* **Collected data entries**
....

PR #176, opened 2023-12-11
Copy systems #136

### LINKED ISSUE #136: A user/operator should be able to copy a system
Similar to #100, but for systems - want to be able to copy one or more systems.

joelvdavies:
## Description

Adds the ability to copy one or more systems to another system.

## Testing instructions

- [ ] Review code
- [ ] Check Actions build
- [ ] {more steps here}

## Agile board tracking

Closes #136

### DIFF
--- a/cypress/e2e/system.cy.ts
+++ b/cypress/e2e/system.cy.ts
@@ -376,7 +376,7 @@ describe('System', () => {
   });
 
   it('copies systems', () => {
-    cy.visit('/inventory-management-system/systems');
+    cy.visit('/systems');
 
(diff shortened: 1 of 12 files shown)


joshuadkitenge (changes requested):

....

* **Exercise objective**
Filter the records above for lines containing the word "able", and copy those lines.

* **Solution to this task**
### LINKED ISSUE #136: A user/operator should be able to copy a system
Similar to #100, but for systems - want to be able to copy one or more systems.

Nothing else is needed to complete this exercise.